PR #130, opened 2020-04-23
Add filter state to handle ESPv2 errors

nareddyt:
Split off from PR #127, see that for context.

### DIFF
--- a/src/api_proxy/auth/auth_token.cc
+++ b/src/api_proxy/auth/auth_token.cc
@@ -21,7 +21,7 @@
 #include "src/api_proxy/auth/grpc_internals.h"
 
 extern "C" {
-  #include "grpc/support/alloc.h"
+#include "grpc/support/alloc.h"
 };
 
 namespace espv2 {
--- a/src/envoy/utils/filter_state_utils.cc
+++ b/src/envoy/utils/filter_state_utils.cc
@@ -29,7 +29,6 @@ using ::Envoy::StreamInfo::FilterState;
 
 // FilterState container needed to store the google.rpc.Status error proto.
 class RpcStatusWrapper : public Envoy::StreamInfo::FilterState::Object {
-
  public:
   RpcStatusWrapper(const google::rpc::Status& status) : status_(status) {}
   RpcStatusWrapper(google::rpc::Status&& status) : status_(std::move(status)) {}
@@ -80,7 +79,8 @@ bool hasErrorFilterState(const Envoy::StreamInfo::FilterState& filter_state) {
   return filter_state.hasData<RpcStatusWrapper>(kErrorRpcStatus);
 }
 
-const google::rpc::Status& getErrorFilterState(const Envoy::StreamInfo::FilterState& filter_state) {
+const google::rpc::Status& getErrorFilterState(
+    const Envoy::StreamInfo::FilterState& filter_state) {
   const auto& state =
       filter_state.getDataReadOnly<RpcStatusWrapper>(kErrorRpcStatus);
   return state.getStatus();
--- a/src/envoy/utils/filter_state_utils.cc
+++ b/src/envoy/utils/filter_state_utils.cc
@@ -13,9 +13,11 @@
 // limitations under the License.
 
 #include "src/envoy/utils/filter_state_utils.h"
+#include <memory>
 
 #include "common/common/empty_string.h"
 #include "common/router/string_accessor_impl.h"
+#include "envoy/stream_info/filter_state.h"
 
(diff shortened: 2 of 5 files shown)


src/api_proxy/auth/auth_token.cc
```diff
@@ -21,7 +21,7 @@
 #include "src/api_proxy/auth/grpc_internals.h"
 
 extern "C" {
-  #include "grpc/support/alloc.h"
+#include "grpc/support/alloc.h"
```
qiwzhang, line 24: this should not in this pr

src/envoy/utils/filter_state_utils.cc
```diff
@@ -44,6 +54,25 @@ absl::string_view getStringFilterState(
   return filter_state.getDataReadOnly<StringAccessor>(data_name).asString();
 }
 
+void setErrorFilterState(Envoy::StreamInfo::FilterState& filter_state,
+                         const google::rpc::Status& status) {
+  auto state = std::make_unique<RpcStatusWrapper>();
```
qiwzhang, line 59: if the wrapper has a copy constructor, these 2 lines can be combined into one

src/envoy/utils/filter_state_utils.cc
```diff
@@ -44,6 +54,25 @@ absl::string_view getStringFilterState(
   return filter_state.getDataReadOnly<StringAccessor>(data_name).asString();
 }
 
+void setErrorFilterState(Envoy::StreamInfo::FilterState& filter_state,
+                         const google::rpc::Status& status) {
```
qiwzhang, line 58: maybe pass in rpc::Status&& so it can be either swap-ed or moved?  try to see if we can avoid copy

src/envoy/utils/filter_state_utils.cc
◇ ◇ ◇ ◇ ◇ ◇ ◇
**Task to complete**
Reproduce word for word the lines of the records above, beginning at the first and ending with the line where "google.rpc.Status error proto." appears, and nothing past it.

**Your response**
PR #130, opened 2020-04-23
Add filter state to handle ESPv2 errors

nareddyt:
Split off from PR #127, see that for context.

### DIFF
--- a/src/api_proxy/auth/auth_token.cc
+++ b/src/api_proxy/auth/auth_token.cc
@@ -21,7 +21,7 @@
 #include "src/api_proxy/auth/grpc_internals.h"
 
 extern "C" {
-  #include "grpc/support/alloc.h"
+#include "grpc/support/alloc.h"
 };
 
 namespace espv2 {
--- a/src/envoy/utils/filter_state_utils.cc
+++ b/src/envoy/utils/filter_state_utils.cc
@@ -29,7 +29,6 @@ using ::Envoy::StreamInfo::FilterState;
 
 // FilterState container needed to store the google.rpc.Status error proto.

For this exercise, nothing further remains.